While traders treat USDT and USDC as digital dollar twins, regulators keep pointing out the obvious: pressing 'send' on a stablecoin transaction isn't the same as wiring actual currency. The settlement finality that makes fiat irreplaceable? Missing in action.

Bankers 1, Crypto Bros 0

Traditional payment rails laugh at blockchain's 'near-instant' transfers—without legal settlement certainty, stablecoins remain glorious IOU coupons. But hey, at least they're more useful than your bank's 3pm Friday cutoff time.

Until stablecoins get the legal teeth of real money, they'll keep playing in finance's shallow end—no matter how much volume they process. The irony? The 'stable' in their name refers to price, not function.

Shin says stablecoins lack the settlement function of fiat money

STABLECOINS WARNING: Central banks report stablecoins "perform poorly" as money, raising concerns over their role in the financial system.

— Redline (@redlinefeeds) June 24, 2025

Hyun Shin, the Economic Adviser at BIS, explained that stablecoins as digital bearer instruments lacked the traditional settlement function provided by a central bank with fiat money. He likened them to private banknotes circulating in the 19th-century Free Banking era in the U.S., meaning they could only trade at varying exchange rates depending on the issuer, undermining the no-questions-asked principle of central bank-issued money.

BIS Deputy General Manager Andrea Maechler also said there was concern about who controlled stablecoins. The whole question of disclosure was where some of the stablecoins differed. 

“You will always have the question about the quality of the asset backing. Is the money really there? Where is it?”

-Andrea Maechler, Deputy General Manager at BIS

Shin warned of the risk of “fire sales” of the assets backing stablecoins if they collapsed, citing what happened to TerraUSD (USDT-USD) and the LUNA token in 2022. There was also the issue with Tether quitting the EU market due to regulatory bumps despite dominating more than half of the stablecoin market.

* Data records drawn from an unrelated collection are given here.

PR #846, opened 2021-01-28
PA-283 View all properties

Fosol:
This enhancement provides a way for users to search all properties in PIMS on the map.  Please note that this feature is not meant to be fully implemented this sprint.   Properties not owned by the user's agency or sub-agency will only provide minimal information.

Fixed admin agency bugs that would cause user access issues if and when agencies were updated.

The following work remains to be completed to fully enable viewing all properties.

- Right toolbar to display property information.
- Don't allow searching other agencies for their properties.
- Removing fiscal and evaluation information from entities and models
- Correctly implementing assessed information in entities and models
- Providing a way to search for all properties in the Inventory List View

### Implementation Details

There is now a URL query parameter `includeAllProperties=true` that controls whether all properties are returned by the GeoJSON endpoint.

image


.vscode/settings.json
```diff
@@ -1,5 +1,5 @@
 {
-  "dotnet-test-explorer.testProjectPath": "./test/BackendApi.Test",
+  "dotnet-test-explorer.testProjectPath": "./backend",
```
Fosol, line 2: VSCode unit-test plugin works now (kinda).

backend/api/Areas/Admin/Controllers/AgencyController.cs
```diff
@@ -98,11 +104,18 @@ public IActionResult GetAgencies(EModel.AgencyFilter filter)
...
         [ProducesResponseType(typeof(Api.Models.ErrorResponseModel), 400)]
         [SwaggerOperation(Tags = new[] { "admin-agency" })]
-        public IActionResult AddAgency([FromBody] Model.AgencyModel model)
+        public async Task<IActionResult> AddAgencyAsync([FromBody] Model.AgencyModel model)
         {
             var entity = _mapper.Map<Entity.Agency>(model);
             _pimsAdminService.Agency.Add(entity);
 
+            // TODO: This isn't ideal as the db update may be successful but this request may not.
+            await entity.Users.ForEachAsync(async u =>
```
Fosol, line 113: Need to tell Keycloak to update the users that were affected by the agency change.

backend/api/Areas/Admin/Controllers/AgencyController.cs
```diff
@@ -118,11 +131,18 @@ public IActionResult AddAgency([FromBody] Model.AgencyModel model)
...
         [ProducesResponseType(typeof(Api.Models.ErrorResponseModel), 400)]
         [SwaggerOperation(Tags = new[] { "admin-agency" })]
-        public IActionResult UpdateAgency([FromBody] Model.AgencyModel model)
+        public async Task<IActionResult> UpdateAgencyAsync([FromBody] Model.AgencyModel model)
         {
             var entity = _mapper.Map<Entity.Agency>(model);
             _pimsAdminService.Agency.Update(entity);
 
+            // TODO: This isn't ideal as the db update may be successful but this request may not.
+            await entity.Users.ForEachAsync(async u =>
```
Fosol, line 140: Need to tell Keycloak to update the users that were affected by the agency change.

backend/api/Areas/Admin/Controllers/AgencyController.cs
```diff
@@ -137,11 +157,18 @@ public IActionResult UpdateAgency([FromBody] Model.AgencyModel model)
         [ProducesResponseType(typeof(Model.AgencyModel), 200)]
         [ProducesResponseType(typeof(Api.Models.ErrorResponseModel), 400)]
         [SwaggerOperation(Tags = new[] { "admin-agency" })]
-        public IActionResult DeleteAgency([FromBody] Model.AgencyModel model)
+        public async Task<IActionResult> DeleteAgencyAsync([FromBody] Model.AgencyModel model)
         {
             var entity = _mapper.Map<Entity.Agency>(model);
             _pimsAdminService.Agency.Remove(entity);
 
+            // TODO: This isn't ideal as the db update may be successful but this request may not.
```
Fosol, line 165: Need to tell Keycloak to update the users that were affected by the agency change.

backend/api/Areas/Property/Mapping/Search/GeoJsonMap.cs
```diff
@@ -9,6 +9,67 @@ public class GeoJsonMap : IRegister
...
+
+            config.NewConfig<Entity.Models.ParcelModel, Model.PropertyModel>()
+                .Inherits<Entity.Models.PropertyModel, Model.PropertyModel>()
+                .Map(dest => dest.PID, src => src.PID)
+                .Map(dest => dest.PIN, src => src.PIN)
+                .Map(dest => dest.LandLegalDescription, src => src.LandLegalDescription)
+                .Map(dest => dest.LandArea, src => src.LandArea)
+                .Map(dest => dest.Zoning, src => src.Zoning)
+                .Map(dest => dest.ZoningPotential, src => src.ZoningPotential);
+            // TODO: Fix assessment values.
```
Fosol, line 52: Intentional, as I still need to figure this stuff out at some point.

backend/api/Areas/Property/Models/Search/PropertyModel.cs
```diff
@@ -52,12 +43,12 @@ public class PropertyModel
         /// <summary>
         /// get/set - The GIS latitude location of the property.
         /// </summary>
-        public double Latitude { get; set; }
+        public double? Latitude { get; set; }
```
Fosol, line 46: Nulled values will not get returned in the JSON from the API by default.  Which will reduce the clutter of the flattening process of returning parcel and building properties in a single model.

backend/dal/Helpers/Extensions/PropertyExtensions.cs
```diff
@@ -146,6 +147,146 @@ public static IQueryable<Entity.Views.Property> GenerateQuery(this PimsContext c
...
+        /// <summary>
+        /// Generate a query for the specified 'filter'.
+        /// Returns all properties, even properties that don't belong to the user's agency or sub-agencies.
+        /// The results of this query must be 'cleaned' so that only appropriate data is returned to API.
+        /// </summary>
+        /// <param name="context"></param>
+        /// <param name="user"></param>
+        /// <param name="filter"></param>
+        /// <returns></returns>
+        public static IQueryable<Entity.Views.Property> GenerateAllPropertyQuery(this PimsContext context, ClaimsPrincipal user, Entity.Models.AllPropertyFilter filter)
```
Fosol, line 163: A lot of this is duplicated from the other queries.  Tech-debt to extract duplication in an extension method at some point.

backend/dal/Helpers/Extensions/PropertyExtensions.cs
```diff
@@ -146,6 +147,146 @@ public static IQueryable<Entity.Views.Property> GenerateQuery(this PimsContext c
...
+            var isAdmin = user.HasPermission(Permissions.AdminProperties);
+            var viewSensitive = user.HasPermission(Permissions.SensitiveView);
+
+            // Users may only view sensitive properties if they have the `sensitive-view` claim and belong to the owning agency.
+            var query = context.Properties
+                .AsNoTracking()
+                .Where(p => p.ClassificationId != 4); // Disposed properties are not visible.
+
+            // Users are not allowed to view sensitive properties outside of their agency or sub-agencies.
+            if (!isAdmin)
```
Fosol, line 179: This is important to get right.

backend/dal/Helpers/Extensions/PropertyExtensions.cs
```diff
@@ -146,6 +147,146 @@ public static IQueryable<Entity.Views.Property> GenerateQuery(this PimsContext c
...
+                query = query.Where(p => !p.IsSensitive || (p.IsSensitive && userAgencies.Contains(p.AgencyId)));
+
+            // Only return properties owned by user's agency or sub-agencies.
+            if (!filter.IncludeAllProperties)
```
Fosol, line 183: Here's the magic new part that allows finding properties owned by other agencies.

Fosol: It however has an unintended consequence of essentially allowing other agencies to know who owns what.  Which is what SRES wants to avoid, as they want to be called instead of the owning agency...

backend/dal/Services/Admin/Concrete/AgencyService.cs
```diff
@@ -31,7 +31,7 @@ public class AgencyService : BaseService<Agency>, IAgencyService
         #endregion
 
         #region Methods
-        
+
```
Fosol, line 34: A lot of ugly updates to this service...  Essentially we need to either update the users affected by agency updates, or we need to return a list of users who will be affected by the agency update so that keycloak can be updated.

backend/dal/Services/Concrete/UserService.cs
```diff
@@ -245,9 +245,13 @@ public AccessRequest UpdateAccessRequest(AccessRequest request)
...
         {
-            var user = this.Context.Users.Include(u => u.Agencies).ThenInclude(a => a.Agency).ThenInclude(a => a.Children).Single(u => u.Id == userId) ?? throw new KeyNotFoundException();
+            var user = this.Context.Users
+                .Include(u => u.Agencies)
+                .ThenInclude(a => a.Agency)
+                .ThenInclude(a => a.Children)
+                .Single(u => u.Id == userId) ?? throw new KeyNotFoundException();
             var agencies = user.Agencies.Select(a => a.AgencyId).ToList();
-            agencies.AddRange(user.Agencies.SelectMany(a => a.Agency?.Children).Select(a => a.Id));
+            agencies.AddRange(user.Agencies.SelectMany(a => a.Agency?.Children.Where(ac => !ac.IsDisabled)).Select(a => a.Id));
```
Fosol, line 254: Don't return agencies that have been disabled.

backend/entities/Models/PropertyModel.cs
```diff
@@ -0,0 +1,206 @@
+using System;
+using System.Linq;
+using System.Security.Claims;
+using NetTopologySuite.Geometries;
+using Pims.Core.Extensions;
+
+namespace Pims.Dal.Entities.Models
```
Fosol, line 7: A handful of new models that the DAL can return.  These specific ones are used to remove information from properties that are not owned by the user's agency or sub-agencies.

backend/entities/Views/Property.cs
```diff
@@ -121,7 +121,7 @@ public class Property
         /// get/set - The most recent market value.
         /// </summary>
         [Column(TypeName = "MONEY")]
-        public decimal Market { get; set; }
+        public decimal? Market { get; set; }
```
Fosol, line 124: Nullable so that we don't get default values.

frontend/src/actions/parcelsActions.ts
```diff
@@ -13,6 +13,7 @@ export enum PropertyTypes {
 export interface IProperty {
   id: number | '';
   propertyTypeId?: PropertyTypes;
+  agencyId?: number | '';
```
Fosol, line 16: I don't like this implementation, but based current requirements properties not owned by the user's agency or sub-agencies are only allowed to share certain information.  The owning agency of the property is not currently supposed to be shared.

frontend/src/components/maps/BuildingPopupView.tsx
```diff
@@ -57,21 +57,27 @@ export const BuildingPopupView: React.FC<IBuildingPopupViewProps> = (
...
-              <ListGroup>
-                <ListGroup.Item>
-                  <Label>Assessed Value:</Label>
-                  {buildingDetail?.evaluations?.length &&
-                    '$' +
-                      buildingDetail?.evaluations
-                        ?.find(e => e.key === EvaluationKeys.Assessed)
-                        ?.value?.toLocaleString('en-US', { minimumFractionDigits: 2 })}
-                </ListGroup.Item>
+                {buildingDetail?.evaluations?.length && (
```
Fosol, line 71: Stop trying to display values not included in the JSON

frontend/src/components/maps/PopupView.tsx
```diff
@@ -32,18 +29,22 @@ export const PopupView: React.FC<IPopupViewProps> = ({
...
   React.useEffect(() => {
-    if (propertyTypeId === PropertyTypes.PARCEL) {
-      getParcel(id as number).then(parcel => {
-        setProperty(parcel);
-      });
-    } else if (propertyTypeId === PropertyTypes.BUILDING) {
-      getBuilding(id as number).then(building => {
-        setProperty(building);
-      });
+    if ((agencyId as number) > 0) {
```
Fosol, line 36: Only make a request to fetch more information if the property is owned by the user's agency or sub-agencies.

frontend/src/components/maps/leaflet/Map.tsx
```diff
@@ -299,7 +304,10 @@ const Map: React.FC<MapProps> = ({
               <Container fluid className="px-0 map-filter-container">
                 <Container className="px-0">
                   <PropertyFilter
-                    defaultFilter={defaultFilterValues}
+                    defaultFilter={{
+                      ...defaultFilterValues,
+                      includeAllProperties: keycloak.hasClaim(Claims.ADMIN_PROPERTIES),
```
Fosol, line 309: Default to displaying all properties for SRES.

frontend/src/components/maps/leaflet/PointClusterer.tsx
```diff
@@ -34,6 +41,40 @@ export type PointClustererProps = {
   tilesLoaded: boolean;
 };
 
+/**
+ * Converts the flat list of properties into the correct type of inventory property.
+ * @param property A flat list of property values (from a Feature).
+ */
+export const convertToProperty = (property: any): IParcel | IBuilding | null => {
```
Fosol, line 48: This will convert the GeoJSON to a normalized shape for the use of the Popup.

backend/api/Areas/Property/Mapping/Search/GeoJsonMap.cs
```diff
@@ -9,6 +9,67 @@ public class GeoJsonMap : IRegister
     {
         public void Register(TypeAdapterConfig config)
         {
+            config.NewConfig<Entity.Models.PropertyModel, Model.GeoJson<Model.PropertyModel>>()
+                .Map(dest => dest.Type, src => "Feature")
+                .Map(dest => dest.Geometry.Type, src => src.Location.GeometryType)
```
devinleighsmith, line 14: No possibility of nullreference exceptions here?

Fosol: Technically I suppose yes as objects are nullable `Location`.  But this data is from EF and the `Location` will always have a value.

backend/core/Extensions/EnumerableExtensions.cs
```diff
@@ -39,6 +40,36 @@ public static void ForEach<T>(this IEnumerable<T> items, Action<T, int> action)
             }
         }
 
+        /// <summary>
+        /// Iterates through the enumerable collection and performs the specified action.
+        /// </summary>
+        /// <param name="items"></param>
+        /// <param name="action"></param>
+        /// <typeparam name="T"></typeparam>
+        public static async Task ForEachAsync<T>(this IEnumerable<T> items, Func<T, Task> action)
```
devinleighsmith, line 49: This will invoke all of these actions serially correct? to we want a Parallel version?

backend/dal/Helpers/Extensions/PropertyExtensions.cs
```diff
@@ -146,6 +147,146 @@ public static IQueryable<Entity.Views.Property> GenerateQuery(this PimsContext c
...
+        /// <param name="user"></param>
+        /// <param name="filter"></param>
+        /// <returns></returns>
+        public static IQueryable<Entity.Views.Property> GenerateAllPropertyQuery(this PimsContext context, ClaimsPrincipal user, Entity.Models.AllPropertyFilter filter)
+        {
+            filter.ThrowIfNull(nameof(filter));
+            filter.ThrowIfNull(nameof(user));
+
+            // Check if user has the ability to view sensitive properties.
+            var userAgencies = user.GetAgenciesAsNullable();
```
devinleighsmith, line 169: I don't think the above comment is relevant for userAgencies, up to you if you want to move it.

backend/dal/Helpers/Extensions/PropertyExtensions.cs
devinleighsmith: Could do a weird join with an inner table where you replace the actual agency with SRES maybe?

backend/dal/Services/Admin/Concrete/AgencyService.cs
```diff
@@ -100,35 +100,133 @@ public Agency Get(int id)
...
+                this.Context.UpdateRange(users);
+            }
+            else if (!original.ParentId.HasValue && agency.ParentId.HasValue)
+            {
+                // This agency has become a sub-agency, all original users need their list of agencies reduced to only this agency.
+                updatedUsers.AddRange(this.Context.Users.Include(u => u.Agencies).Where(u => u.Agencies.Any(a => a.AgencyId == agency.ParentId)));
+            }
+            else if (original.ParentId != agency.ParentId)
+            {
+                // Remove the sub-agency from curretly linked users and add it to the users who belong to the new parent agency.
```
devinleighsmith, line 154: curretly

backend/dal/Services/Admin/Concrete/AgencyService.cs
```diff
@@ -100,35 +100,133 @@ public Agency Get(int id)
...
+
+            var original = this.Context.Agencies.Find(agency.Id) ?? throw new KeyNotFoundException();
+            var updatedUsers = new List<User>();
+
+            // If the agency has become a sub-agency, or a parent-agency then users will need to be updated.
+            if (original.ParentId.HasValue && !agency.ParentId.HasValue)
+            {
+                // This agency has become a parent agency, all users associated with it will be removed
+                // because users should only be associated with a single parent.
+                updatedUsers.AddRange(this.Context.Users.Where(u => u.Agencies.Any(a => a.AgencyId == original.ParentId)));
```
devinleighsmith, line 140: I found this comment misleading because updatedUsers are the users that the agency will be added to, but the comment specifically refers to removing associations. I'd prefer it if the comment for a line specifies the functionality of that line. If you put a single line of whitespace between the comment and the new line I'd be fine with this. Or even better, add a comment specific to line 140 and keep the 138-139 comment above that.

backend/dal/Services/Admin/Concrete/AgencyService.cs
```diff
@@ -100,35 +100,133 @@ public Agency Get(int id)
...
+
+                // Remove any user who are linked to the agency.
+                var users = this.Context.Users.Include(u => u.Agencies).Where(u => u.Agencies.Any(ua => ua.AgencyId == agency.Id));
+                users.ForEach(u => u.Agencies.Clear());
+                this.Context.UpdateRange(users);
+            }
+            else if (!original.ParentId.HasValue && agency.ParentId.HasValue)
+            {
+                // This agency has become a sub-agency, all original users need their list of agencies reduced to only this agency.
```
devinleighsmith, line 149: only to this agency -> So should this logic be clearing the unrelated agencies then?

backend/dal/Services/Admin/Concrete/AgencyService.cs
```diff
@@ -100,35 +100,133 @@ public Agency Get(int id)
...
+                updatedUsers.AddRange(this.Context.Users.Include(u => u.Agencies).Where(u => u.Agencies.Any(a => a.AgencyId == agency.ParentId)));
+            }
+            else if (original.ParentId != agency.ParentId)
+            {
+                // Remove the sub-agency from curretly linked users and add it to the users who belong to the new parent agency.
+                updatedUsers.AddRange(this.Context.Users.Where(u => u.Agencies.Any(a => a.AgencyId == original.ParentId)));
```
devinleighsmith, line 155: I must be missing something, doesn't updatedUsers just add the agency being updated to all the users in the list? if so, how is this removing the sub-agency from users who are currently linked?

backend/dal/Services/Admin/Concrete/AgencyService.cs
```diff
@@ -100,35 +100,133 @@ public Agency Get(int id)
...
+                }
+            }
 
-            this.Context.Entry(agency).CurrentValues.SetValues(entity);
-            base.Update(agency);
+            this.Context.Entry(original).CurrentValues.SetValues(agency);
+            base.Update(original);
+
+            // Mutate original entity.
+            this.Context.Entry(agency).CurrentValues.SetValues(original);
```
devinleighsmith, line 186: is this just setting the rowversion/metadata?

devinleighsmith: because you do the context.entry twice, which is a pattern I haven't seen before.

backend/dal/Services/Admin/Concrete/AgencyService.cs
```diff
@@ -100,35 +100,133 @@ public Agency Get(int id)
...
+                    // This will result in the user not belonging to an agency.
+                    var users = this.Context.Users.Include(u => u.Agencies).Where(u => u.Agencies.Any(a => a.AgencyId == agency.Id));
+                    users.ForEach(u => u.Agencies.Clear());
+                    updatedUsers.AddRange(users);
+                    this.Context.UpdateRange(users);
+                }
+                else if (agency.ParentId.HasValue)
+                {
+                    // Add the sub-agency to users who are associated with the parent.
+                    updatedUsers.AddRange(this.Context.Users.Where(u => u.Agencies.Any(a => a.AgencyId == agency.ParentId)));
```
devinleighsmith, line 178: yeah, so this code that is supposed to be doing the adding of the agency is identical to the code that does the removal in my above comment?

backend/dal/Services/Admin/Concrete/AgencyService.cs
Fosol: It technically doesn't.  The DB DAL doesn't have access to the Keycloak DAL.
Users are only ever currently assigned to a single agency.  So the **User -> Agencies** relationship will currently only have the single agency they're assigned to.  However if they are assigned to a parent agency, they will **inherit** through logic all sub-agencies.  But the DB will only have the parent agency listed.
Most of the code here is simply returning all the users affected by the agency update.  In other words the DB doesn't need to be updated but keycloak does.  This is because in keycloak we keep a list of the parent agency and all sub-agencies the user has access to.
Now we return the list of users affected so that a separate routine can update keycloak.

I've noted in the comments that this isn't ideal, but we are dealing with two separate systems that need to be updated.

backend/dal/Services/Admin/Concrete/AgencyService.cs
```diff
@@ -100,35 +100,133 @@ public Agency Get(int id)
...
+                updatedUsers.AddRange(this.Context.Users.Where(u => u.Agencies.Any(a => a.AgencyId == agency.ParentId)));
+            }
 
-            var agency = this.Context.Agencies.Find(entity.Id) ?? throw new KeyNotFoundException();
+            if (original.IsDisabled != agency.IsDisabled)
+            {
+                if (agency.ParentId.HasValue && agency.IsDisabled)
+                {
+                    // Remove the sub-agency from users.
+                    updatedUsers.AddRange(this.Context.Users.Where(u => u.Agencies.Any(a => a.AgencyId == agency.ParentId)));
```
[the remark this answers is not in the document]
Fosol: Same answer as above.

backend/dal/Services/Admin/Concrete/AgencyService.cs
Fosol: Save answer as above.

backend/dal/Services/Admin/Concrete/AgencyService.cs
```diff
@@ -100,35 +100,133 @@ public Agency Get(int id)
...
+
+            this.Context.Entry(original).CurrentValues.SetValues(agency);
+            base.Remove(original);
+
+            // Mutate original entity.
+            this.Context.Entry(agency).CurrentValues.SetValues(original);
+            updateUsers.ForEach(u =>
+            {
+                this.Context.Entry(u).State = EntityState.Detached;
+                agency.Users.Add(new UserAgency(u, agency));
```
devinleighsmith, line 228: I don't think I understand what this is doing. If you detach the user and then add a UserAgency does that even modify the DB?

backend/dal/Services/Admin/Concrete/AgencyService.cs
Fosol: I just need to provide additional comments for clarification.  The current comment is correct in what needs to be done.  Line 140 is the logic to ensure that the comment is fulfilled.  However the full answer is below.

backend/dal/Services/Admin/Concrete/AgencyService.cs
devinleighsmith: Also, wouldn't this be adding a UserAgency for the agency that just got deleted?

backend/entities/Models/ParcelModel.cs
```diff
@@ -0,0 +1,111 @@
...
+
+            var userAgencies = user.GetAgenciesAsNullable();
+
+            // The property belongs to the user's agency or sub-agency, so include these properties.
+            if (userAgencies.Contains(property.AgencyId))
+            {
+                this.Zoning = property.Zoning;
+                this.ZoningPotential = property.ZoningPotential;
+
+                // this.AssessedLand = property.AssessedLand;
```
devinleighsmith, line 103: on purpose?

Fosol: yes, there is still work to be done on linking assessed values.

devinleighsmith (approved):

backend/dal/Services/Admin/Concrete/AgencyService.cs
Fosol: This code is ugly, but required either here or somewhere else.  If I leave the user attached to context then further operations on the user with existing code has conflicts regrettably.  In an ideal world any entity we returned from the DAL would be detached to ensure no unintentional tampering.
Adding the users to the agency is a simple way to return the users that were affected by the update.  

The best solution would probably be to give the DAL access to Keycloak...  But this also has complications and will take too much time.

backend/dal/Services/Admin/Concrete/AgencyService.cs
devinleighsmith: maybe just put them both in the same if statement then?

backend/api/Areas/Admin/Controllers/AgencyController.cs
```diff
@@ -118,11 +131,18 @@ public IActionResult AddAgency([FromBody] Model.AgencyModel model)
         [ProducesResponseType(typeof(Model.AgencyModel), 200)]
         [ProducesResponseType(typeof(Api.Models.ErrorResponseModel), 400)]
         [SwaggerOperation(Tags = new[] { "admin-agency" })]
-        public IActionResult UpdateAgency([FromBody] Model.AgencyModel model)
+        public async Task<IActionResult> UpdateAgencyAsync([FromBody] Model.AgencyModel model)
         {
             var entity = _mapper.Map<Entity.Agency>(model);
             _pimsAdminService.Agency.Update(entity);
```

The outgoing head of the BIS, Agustin Carstens, believes the next-generation monetary and financial system must combine the time-tested principles of trust in money backed by central banks with the functionality unlocked by tokenization. He adds that the system is expected to deliver improvements to current practices and to enable new economic arrangements 

Carstens claims that bold action is required 

Carstens said that realizing the full potential of the stablecoin system required bold action. However, many issues WOULD need to be overcome, including who sets the rules governing the “programmable ‘unified ledger’ platform” and that individual nations would likely want to retain control of how and who uses their currencies.

The BIS hinted that it wanted central banks to “go down the route” of a tokenized “unified ledger” incorporating central bank reserves, commercial bank deposits, and government bonds. This would mean that central bank money would remain the primary means of global payment. Currencies and bonds worldwide could also be integrated into the same “programmable platform.”

Shin also said tokenized central bank reserves provided a stable and trusted settlement asset for wholesale transactions in a tokenized ecosystem, ensuring the singleness of money. Tokenized commercial bank money could build on the proven two-tier system, offering new functionalities while preserving trust and stability. Shin also pointed out that tokenized government bonds could enhance liquidity and support various financial transactions, from collateral management to monetary policy operations.

The WSJ also noted recently that stablecoins had a shot at being used in many consumer payments—”if they play their cards right,” alluding to the integration of stablecoins with Visa and MasterCard. Visa has already piloted settling transactions in USDC, and both networks are exploring ways to modernize cross-border payments using blockchain-based infrastructure. Stripe is also working to bring USDC into the market as an acceptable payment currency to Shopify merchants.